Nate Silver: What I need from statisticians - carlosgg
http://www.statisticsviews.com/details/feature/5133141/Nate-Silver-Wha%20t-I-need-from-statisticians.html
======
hharrison
To respond to a bunch of other posters here:

There's a fundamental difference between data scientist and statistician, I
think. I see statistics as an academic discipline and data science as an
applied discipline.

More concretely, the statistics approach is: formulate question --> formulate
hypothesis --> collect data in a controlled environment under a specific set
of assumptions (i.e., perform an experiment) --> determine probability of the
data given the hypothesis (and assumptions).

While the data science approach is: hey look, we already have all this data
--> generate predictions --> collect more data --> refine predictions.

Of course, that's an over-generalization. But I think the different emphasis
on hypothesis testing vs. machine learning/data mining is fundamental.

------
chimeracoder
> "I think data scientist is a sexed-up term for a statistician."

As a statistician-and-engineer who is currently on the job market (my graduate
program finishes this spring), I feel this pain.

I've been referred to as a "data scientist" multiple times (that's even been
my official title at work before), though I do still cringe sometimes when I
hear the word, for this exact reason.

That said, I don't usually present myself as a statistician, even though my
degree is a statistics degree.
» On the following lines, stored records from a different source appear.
PR #607, opened 2024-03-18
[ESSI-1949] add members via a single save

aploshay:
Saves once after adding all new ordered_members, rather than once per item.


dlpierce (approved):
This is just moving the save call, looks good to me.

PR #612, opened 2024-04-08
[ESSI-1928] Hidden content focusable

andjsmit:
This PR will make a noticeable change to the home page.

1. Moves "View All Collections" Button up to just below Campus Collection options.
2. Removes Featured Works and Recently Uploaded buttons
3. Displays Featured Works - if any - as left column on large screens
4. Displays Recently Uploaded as right column on large screens if Featured Works
5. Both sections expand to full width on medium screens and smaller 
6. Adds alt text to works thumbnails in both sections

Resolves SiteImprove Issues:

- Role with implied hidden content has keyboard focus
- Image missing a text alternative

### DIFF
--- a/app/assets/stylesheets/digital_collections/_layout.scss
+++ b/app/assets/stylesheets/digital_collections/_layout.scss
@@ -232,6 +232,11 @@ a:hover, a:focus {
   margin: auto;
 }
 
+.home_all_collections {
+  display: table;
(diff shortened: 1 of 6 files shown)


rwingiupui (approved):
+1 Desk Check and SiteImprove browser plugin: Looks good!  All PR changes verified, SiteImprove detected no A or AA issues.

PR #615, opened 2024-04-16
Adding a global controller action to log request details

randalldfloyd:
Adds an `around_action` to the global application controller to log critical request details, like origin IP and agent.  These are essential for mitigating clients exhibiting excessive access behaviors.

The resulting log line will be tagged with a unique label that can be easily searched for in log data:
```
ACCESS: 127.0.0.1, GET https://localhost:3000/, Mozilla/5.0 (X11; Linux x86_64) AppleWebKit/537.36 (KHTML, like Gecko) Chrome/123.0.0.0 Safari/537.36
```


dlpierce (approved):
Code looks good.

If the real client IP is something we want to log here, would this need to include [remote_ip](https://api.rubyonrails.org/v5.2.8.1/classes/ActionDispatch/Request.html#method-i-remote_ip)?

randalldfloyd:
@dlpierce I think I will try to use `remote_ip` instead.  Some say it ends up being the same in practice anyway, but per the code, it actually checks the headers that might contain the first originator ( the `*-FORWARDED-FOR` headers.)  Not all proxies set them, but that may have been what EP meant when they said they should be available.

PR #616, opened 2024-05-13
[ESSI-1927] Accessibility fix. Sets UV maximum-scale to 3.

andjsmit:
According to [MDN Webdocs](https://developer.mozilla.org/en-US/docs/Web/HTML/Viewport_meta_tag), viewport maximum-scale should be set to 3 or higher for accessibility reasons.


rwingiupui (approved):
+1 Desk Check & Code Review:  No issue observed.  Confirmed code change to [config/uv/uv.html] and also verified via Chrome Inspect Tool.

PR #617, opened 2024-06-11
ESSI-1966 Add analytics JS and config

dlpierce:
Override hyrax's _ga.html.erb with what is needed by GA4, and set the id from essi config.


rwingiupui (approved):
+1 Desk Check & View Source: I added a GA id to essi_config.docker.yml file this enabled GA JS code observed via View Source.  No issues observed.

PR #622, opened 2024-08-01
[ESSI 1978][ESSI-1982] Replace IUPUI and IUPUC with IU Indianapolis and IU Columbus

andjsmit:


rwingiupui (approved):
+1 Desk Check: Footer, Image ALT tags and references to IUPUI and IUPUC have been updated.  No issues observed - Looks good!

Most people who hold statistics degrees are
fairly lousy engineers[0], and I don't know of any other term that (concisely)
expresses that I'm equally competent as a statistician and a (backend)
engineer[1].

Of course, this is because many of these programs haven't yet caught up to the
fact that computers exist and are still teaching statistics as if we're in a
pre-computation era. The perfect solution is to fix this, and thereby fix the
connotation of the word "statistician".

It's the same reason I dislike the term "growth hacker" \- really, that's just
the way marketing _should_ be done (ie, based on numbers and verifiable
statistics). In a perfect world, all (competent) marketers would be "growth
hackers". But many marketers aren't, and so we have to make up another cringe-
worthy term for it.

Unfortunately, that's a problem that's beyond my means to solve. So I bite my
tongue and add the word "data scientist" to my resume anyway.

[0] Usually self-proclaimed, too [1] ie, "I could work as a backend engineer
if I wanted to/needed to, but I'm looking for work involving both skillsets"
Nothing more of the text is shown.